Task brief:
Only the lines holding the string "bands" are needed; copy each of them from the data.

Stored records:
PR #114, opened 2020-07-04
Support time varying gains

r-pascua:
This PR ports over and extends the tools developed for making time varying gains as used in validation tests 2.1 and 4.0.


hera_sim/tests/test_sigchain.py
```diff
@@ -182,5 +185,339 @@ def test_cross_coupling_xtalk(self):
         )
 
 
+class TestTimeVariation(unittest.TestCase):
```
steven-murray, line 188: Don't use unittest stuff! Use `pytest` fixtures / parameterizations

r-pascua: Gotcha. I'll rewrite the new tests to use `pytest` only, and make the tests more atomic.

r-pascua: All of the tests for this module (including the old ones) have been updated to use `pytest` only. Some further consolidation can be done, and some tests may be able to be compactified by exploiting parameterization, but I'd like to leave that for the PR where I convert *all* of the tests to `pytest` only.

steven-murray: Excellent!

PR #115, opened 2020-07-07
Master merge

steven-murray:
Merges current master into v1.0.0


steven-murray:
I don't understand why the codecov status is not being reported. I wonder if it's the lingering continuous-integration/travis-ci/pr task, which will probably never run because travis is weird.

Perhaps we should just remove the whole travis thing, since github seems to be working well.

r-pascua:
I don't really understand why, but it looks like codecov thinks that substantially less of the `simulators` module has been covered? I guess this means the tests need to be updated before we can merge?

steven-murray:
I think it might be because we're now omitting tests from the coverage...

Yeah, we should try get the test coverage up again.

PR #126, opened 2021-02-03
Update tests

r-pascua:
This PR converts all tests to use `pytest` only. There are also some improvements to tests (increased coverage of some modules, less opaque tests, more rigorous tests) in various modules.

This is currently not complete, but there is a substantial amount of work that needs to be reviewed. The only remaining updates should be completion of rewriting the `Simulator` tests and perhaps better use of fixtures and parametrized tests.


hera_sim/tests/test_antpos.py
```diff
@@ -1,94 +1,97 @@
...
+            bl1 = ants[1] - ants[0]
+            bl2 = ants[hex_num] - ants[0]
+            expected_bl1 = sep * np.array([1, 0, 0])
+            expected_bl2 = sep * np.array([-0.5, -np.sqrt(3) / 2, 0])
+            assert np.allclose(bl1, expected_bl1)
+            assert np.allclose(bl2, expected_bl2)
+
+
+def test_hex_array_split_core_positions():
+    # This test is rather brittle and could be improved.
```
steven-murray, line 76: the only thing I can see to do is to set `sep` as a local variable

hera_sim/tests/test_antpos.py
```diff
@@ -1,94 +1,97 @@
...
+    bl1 = ants[3] - ants[7]
+    bl2 = ants[5] - ants[10]
+    expected_bl1 = 14.6 * np.array([0, 2 / np.sqrt(3), 0])
+    expected_bl2 = 14.6 * np.array([-1, 1 / np.sqrt(3), 0])
+    assert np.allclose(bl1, expected_bl1)
+    assert np.allclose(bl2, expected_bl2)
+
+
+def test_hex_array_HERA350_positions():
+    # This test is rather brittle and could be improved.
```
steven-murray, line 87: again with the `sep` variable

hera_sim/tests/test_cli_utils.py
```diff
@@ -37,6 +37,7 @@ def test_filing_params_parser():
         cli_utils.get_filing_params(bad_params)
 
 
+# TODO: break this up into multiple tests
```
steven-murray, line 40: yes, here would be a good place to user parameterization. 

Should be like:
```python
@pytest.mark.parameterize(["freq", "time", "array"], itertools.prod(freq_params, time_params, array_params))
def test_config_validation(freq, time,array, tmp_path):
    ...
```

hera_sim/tests/test_eor.py
```diff
@@ -1,50 +1,76 @@
...
+
+
+@pytest.fixture(scope="function")
+def scaled_eor(freqs, lsts, bl_vec, request):
+    np.random.seed(0)
+    if request.param == "auto":
+        bl_vec = np.array([0, 0, 0])
+    return eor.noiselike_eor(
+        lsts=lsts, freqs=freqs, bl_vec=bl_vec, eor_amp=1e-3, fringe_filter_type="tophat"
+    )
```
steven-murray, line 38: these can be combined with parameterization

hera_sim/tests/test_foregrounds.py
```diff
@@ -1,220 +1,138 @@
...
-        Tsky_mdl = noise.HERA_Tsky_mdl["xx"]
-        bl_vec = (0, 30.0)
-        fringe_filter_kwargs = {"fringe_filter_type": "tophat"}
-
-        # simulate the effect
+@pytest.mark.parametrize("model", ["pntsrc", "diffuse"])
+def test_foreground_shape(freqs, lsts, Tsky_mdl, omega_p, model):
+    bl_vec = [0, 0, 0]
+    if model == "pntsrc":
+        vis = foregrounds.pntsrc_foreground(lsts=lsts, freqs=freqs, bl_vec=bl_vec)
```
steven-murray, line 38: would it make sense to make pntsrc and diffuse vis fixtures? You use them in two different tests. Could scope them as "module" to make tests faster, since they're read-only.

hera_sim/tests/test_foregrounds.py
```diff
@@ -1,220 +1,138 @@
...
-        vis = foregrounds.diffuse_foreground(
-            lsts,
-            freqs,
-            bl_vec,
-            Tsky_mdl=Tsky_mdl,
-            omega_p=omega_p,
-            fringe_filter_kwargs=fringe_filter_kwargs,
+    elif model == "pntsrc":
+        # XXX point source foregrounds do not behave correctly in fringe-rate
+        # Is there a way to parametrize this that gives an xfail when point source
```
steven-murray, line 81: yes, see https://docs.pytest.org/en/stable/example/parametrize.html#parametrizing-conditional-raising

hera_sim/tests/test_foregrounds.py
```diff
@@ -1,220 +1,138 @@
...
-        # XXX this doesn't pass either!
-        np.testing.assert_allclose(vis, _vis.conj())
-
-
-if __name__ == "__main__":
-    unittest.main()
+def test_diffuse_foreground_exception_no_omega_p(freqs, lsts, Tsky_mdl):
+    bl_vec = [0, 0, 0]
+    with pytest.raises(ValueError) as err:
+        _ = foregrounds.diffuse_foreground(
```
steven-murray, line 135: don't need the _ here, just call the function without saving the return value.

hera_sim/tests/test_noise.py
```diff
@@ -1,117 +1,103 @@
...
-    unittest.main()
+@pytest.mark.parametrize("model", ["powerlaw", "HERA"])
+def test_resample_Tsky_freq_behavior(tsky_powerlaw, tsky_from_model, model):
+    tsky = tsky_powerlaw if model == "powerlaw" else tsky_from_model
+    assert all(np.all(tsky[:, 0] != tsky[:, i]) for i in range(1, tsky.shape[1]))
+
+
+@pytest.mark.parametrize("channel_width", [None, 1e6, 1e8])
+@pytest.mark.parametrize("integration_time", [None, 10.7, 33.7])
+@pytest.mark.parametrize("aspect", ["mean", "std"])
```
steven-murray, line 75: Since choosing between "aspects" here essentially branches the whole function, I think its cleaner just to make it two tests. You can make the `noise_Jy` a fixture so that it doesn't repeat.

hera_sim/tests/test_rfi.py
```diff
@@ -1,121 +1,161 @@
...
+    )
+    assert np.isclose(
+        np.mean(np.abs(rfi_vis).astype(bool)), expected_occupancy, atol=0.05, rtol=0,
+    )
+
+
+def test_rfi_dtv_warning_when_no_overlap(freqs, lsts):
+    dtv_band = (0.25, 0.37)
+    with pytest.warns(UserWarning) as warning:
+        _ = rfi.rfi_dtv(lsts, freqs, dtv_band=dtv_band)
```
steven-murray, line 129: no need for the _

steven-murray (commented):
Thanks @r-pascua this is awesome. I'd be essentially happy to merge as-is, but I noticed a few things we could probably make a little tighter.

hera_sim/interpolators.py
```diff
@@ -172,6 +172,8 @@ def _interpolator(self):
         # get the tsky data
         tsky_data = self.tsky[pol_index]
 
+        # XXX this isn't always what we want to do and will give unexpected behavior
+        # for sky models where the LST range only covers a subset of the sky.
         # do some wrapping in LST
         lsts = np.concatenate(
```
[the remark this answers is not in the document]
r-pascua: Done. Maybe a bit too verbose of a warning, but at least there is one for now.

hera_sim/rfi.py
```diff
@@ -285,14 +285,23 @@ def __call__(self, lsts, freqs, **kwargs):
...
         # define an iterator, just to keep things neat
+        df = np.mean(np.diff(freqs))
         dtv_iterator = zip(bands, dtv_chance, dtv_strength, dtv_std)
 
         # loop over the DTV bands, generating rfi where appropriate
         for band, chance, strength, std in dtv_iterator:
             # get the channels affected
-            ch1 = np.argwhere(band <= freqs)[0][0]
+            if any(np.isclose(band, freqs, 0.01 * df)):
+                ch1 = np.argwhere(np.isclose(band, freqs)).flatten()[0]
```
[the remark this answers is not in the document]
r-pascua: Done. Looks like I also made this error in the step finding `ch2`, and that has been fixed. I also think that the 0.01 * df is meant to be an absolute tolerance, so I've made that change as well.

hera_sim/simulate.py
```diff
@@ -30,6 +31,8 @@ def new_func(*args, **kwargs):
     return new_func
 
 
+# XXX: some of the code in here is pretty brittle and breaks (sometimes silently)
```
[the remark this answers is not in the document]
r-pascua: Fixed

hera_sim/simulate.py
```diff
@@ -229,14 +232,16 @@ def get(self, component, ant1=None, ant2=None, pol=None):
...
-            blt_inds = self.data.antpair2ind((ant1, ant2))
+            blt_inds = self.data.antpair2ind((ant1, ant2), ordered=False)
             if pol is None:
                 return data[blt_inds, 0, :, :]
             else:
                 pol_ind = self.data.get_pols().index(pol)
                 return data[blt_inds, 0, :, pol_ind]
         elif seed == "redundant":
-            if any([(ant2, ant1) == item for item in antpairpol_cache]):
+            # XXX: this will need to be modified when polarization handling is fixed
```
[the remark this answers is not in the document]
r-pascua: Fixed.

hera_sim/simulate.py
```diff
@@ -311,9 +316,7 @@ def run_sim(self, sim_file=None, **sim_params):
                 try:
                     sim_params = yaml.load(config.read(), Loader=yaml.FullLoader)
                 except Exception:
-                    print("The configuration file was not able to be loaded.")
-                    print("Please fix the file and try again.")
-                    sys.exit()
+                    sys.exit("The configuration file was not able to be loaded.")
```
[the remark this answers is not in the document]
r-pascua: We are now!

hera_sim/tests/test_foregrounds.py
r-pascua: Fixed all instances of something like this.

hera_sim/tests/test_antpos.py
r-pascua: I'm not sure if I quite understand what you mean. Would that entail something like perhaps parametrizing `sep` and checking that it works for different base separations? I think what I was getting at with the comment is that it seems like this test assumes a certain ordering of the antennas and basically checks that the ordering is obeyed and that the antennas are placed on a hexagonal grid (and I'd hope that it also tests that there are deviations from a perfect hexagonal grid by looking at baselines that use antennas in different sectors, but tbh I haven't dug quite that deep into validating these tests). I think this is fine as long as the algorithm for building the hex array doesn't change, but it kind of bothers me that it's so specific. Maybe it's not worth worrying over, though. What do you think?

hera_sim/tests/test_cli_utils.py
r-pascua: I've refactored this testing module.

hera_sim/tests/test_antpos.py
steven-murray: I think tests that are specific are fine -- if the code ever changes, the test will break. Then we'll be reminded that we broke API, and have to update documentation and version accordingly.

steven-murray:
I'm really not sure what's going on with the MacOS py38 build -- something about not installing numpy properly. @mkolopanis got any ideas?

mkolopanis:
Yeah this mac build thing is pretty scary. I have never personally seen it before. A quick run through your logs looks like it happens during the `healvis` install but it cloned two different repos without installing either before the error. Might want to poke the `healvis` dev team about updating their repo. lacks things like a pyproject.toml, and the setup.py does not specify every "required dependency" that is listed on its Readme. Now why would this cause this error? I don't know. unless pip does something crazy and makes a new temporary environment for every install it runs with a requirements.txt file.

mkolopanis:
unrelated, but in the RASG suite we have transitioned to using the `conda-incubator/setup-miniconda` action to well setup our miniconda environments in github actions. take a look [here](https://github.com/RadioAstronomySoftwareGroup/pyuvdata/blob/8f60aa50fe2653f920f0e1c97cd2aca93e1d9862/.github/workflows/macosx_windows_ci.yaml#L24-L49) for an example. I personally find it makes the yamls a lot cleaner and then you don't have to worry so much about managing conda yourself.

hera_sim/tests/test_antpos.py
r-pascua: Ok, I can get on board with that. Do you think there are any changes I should make to this and the HERA-350 test?

hera_sim/tests/test_eor.py
r-pascua: err, I'm not sure what the right way to do this would be, since I use indirect parametrization of these fixtures in later tests. I'm also not doing any tests that only use `scaled_eor`--this is only used in checking that the visibilities scale appropriately (which is broken up into two tests since the way EoR is simulated for autos vs crosses gives different variances in the abs of the visibility).

steven-murray: maybe I misunderstand how indirect parameterization works. It's fine as-is, let's just leave it.

hera_sim/tests/test_foregrounds.py
r-pascua: eh, not really. maybe for the simple tests (shape testing and reality testing for autos), since those use the same set of visibilities? otherwise I think it would be a lot more of a headache to modify the tests to jive with making the foregrounds fixtures. the main issue I have here is that the tests on the crosses don't lend themselves well to reusing the visibilities: we only have two tests on the crosses as of now, and one of them requires simulating visibilities for two orientations (the given baseline and its conjugate) in the same test.

hera_sim/tests/test_foregrounds.py
r-pascua: argh, so this opened up a small can of worms. it looks like the point-source foregrounds get the fringe-rate behavior wrong for every baseline except the 100-m eastward baseline. so this isn't consistently "failing" as I had expected it to. I've made a little hack to deal with this, but I don't really like it.

hera_sim/tests/test_noise.py
r-pascua: I think that doing this will actually make the test code messier, because of these lines:
```
channel_width = channel_width or np.mean(np.diff(freqs)) * units.GHz.to("Hz")
integration_time = integration_time or units.day.to("s") / lsts.size
```
Based on my understanding of how to parametrize fixtures, there isn't an obviously neat way of determining the state of the `channel_width` and `integration_time` variables from the parametrized fixture. If you know of a way to do this, then I'd be happy to make the change with your help.

steven-murray (approved):
Thanks @r-pascua, this is excellent. I'll try figuring out the installation error, and we'll merge this one in.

Reply:
         dtv_iterator = zip(bands, dtv_chance, dtv_strength, dtv_std)
         # loop over the DTV bands, generating rfi where appropriate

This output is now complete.